Airlines UK has welcomed the government’s latest commitment on sustainable aviation fuel (SAF) production.
The Department for Transport (DfT) said on September 4 that it would launch a consultation on the design of a “revenue certainty mechanism” aimed at driving investment in domestic SAF plants.
Airlines UK chief executive Tim Alderslade said the organisation’s members looked forward to engaging in the consultation and agreeing on a scheme “as quickly as possible”.
He added: “Industry has long been calling for a policy that directly incentivises investment in the initial UK SAF plants.”
The government wants to have five commercial SAF plants under construction by 2025.
Alderslade, whose organisation represents UK-registered carriers, said SAF will make the “biggest contribution” to aviation decarbonisation by 2025.

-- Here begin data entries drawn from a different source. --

PR #2509, opened 2020-08-26
[expo-cli] Fixed default bare project name for 'expo init'

### LINKED ISSUE #2472: `expo init` gives invalid default name for bare workflow
## Description

When using `expo init`, after selecting any **bare workflow** template, it prompts for project name. I'd like to leave default (`my-app`) but it doesn't pass validation.

That's because default `my-app`:

https://github.com/expo/expo-cli/blob/e7bf70aff0c05ddcbb3d885fd52bc486e03a4830/packages/expo-cli/src/commands/init.ts#L498-L504

Doesn't match regex in:
https://github.com/expo/expo-cli/blob/e7bf70aff0c05ddcbb3d885fd52bc486e03a4830/packages/expo-cli/src/commands/init.ts#L468-L472

I could fix that myself and make a PR, but I'm not sure if I should change regex to match this name or maybe change default name to match regex 🤷

In _managed workflow_, however, default `my-app` is validated properly, because its regex pattern is
https://github.com/expo/expo-cli/blob/e7bf70aff0c05ddcbb3d885fd52bc486e03a4830/packages/expo-cli/src/commands/init.ts#L458

## Expected Behavior

Default name passes the regex pattern

## Observed Behavior

```bash
~/dev/temp » expo init
? Choose a template: expo-template-bare-typescript
? What would you like to name your app? (my-app)
>> Project name can only include ASCII characters A-Z, a-z and 0-9
```

## Environment

`expo-cli@3.24.0`

## Reproducible Demo

`expo init -t bare-minimum` then when prompted for project name, just press Enter to leave default.

barthap:
Fixes #2472 

Changed default name for bare projects to match regex pattern in `expo init`.

### DIFF
--- a/packages/expo-cli/src/commands/init.ts
+++ b/packages/expo-cli/src/commands/init.ts
@@ -498,7 +498,7 @@ async function promptForBareConfig(
     ({ projectName } = await prompt({
       name: 'projectName',
       message: 'What would you like to name your app?',
-      default: 'my-app',
+      default: 'MyApp',
       filter: (name: string) => name.trim(),
       validate: (name: string) => validateProjectName(name),
     }));
--- a/CHANGELOG.md
+++ b/CHANGELOG.md
@@ -9,6 +9,7 @@ This is the log of notable changes to Expo CLI and related packages.
 ### 🎉 New features
 
 - [expo-cli]: EAS Build: warn user when credentials are not git ignored ([#2482](https://github.com/expo/expo-cli/pull/2482)) by [@wkozyra95](https://github.com/wkozyra95)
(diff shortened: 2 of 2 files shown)


wkozyra95 (approved):

packages/expo-cli/src/commands/init.ts
```diff
@@ -498,7 +498,7 @@ async function promptForBareConfig(
     ({ projectName } = await prompt({
       name: 'projectName',
       message: 'What would you like to name your app?',
-      default: 'my-app',
+      default: 'MyApp',
```
EvanBacon, line 501: y tho?

barthap: See #2472

bbarthec (approved):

He added: “Ultimately, the end goal must be more and cheaper SAF, to avoid spiralling price increases for passengers and to ensure we meet the SAF mandate, without relying wholly on imports or suppliers simply buying out of their obligations.
“This means the government also introducing incentives to close the price gap between SAF and fossil jet fuel – as they have done in the US and EU – and ensuring airlines have access to enough HEFA-based SAF – the only commercially available SAF today – until enough second-generation fuel can be produced by domestic plants here in the UK.”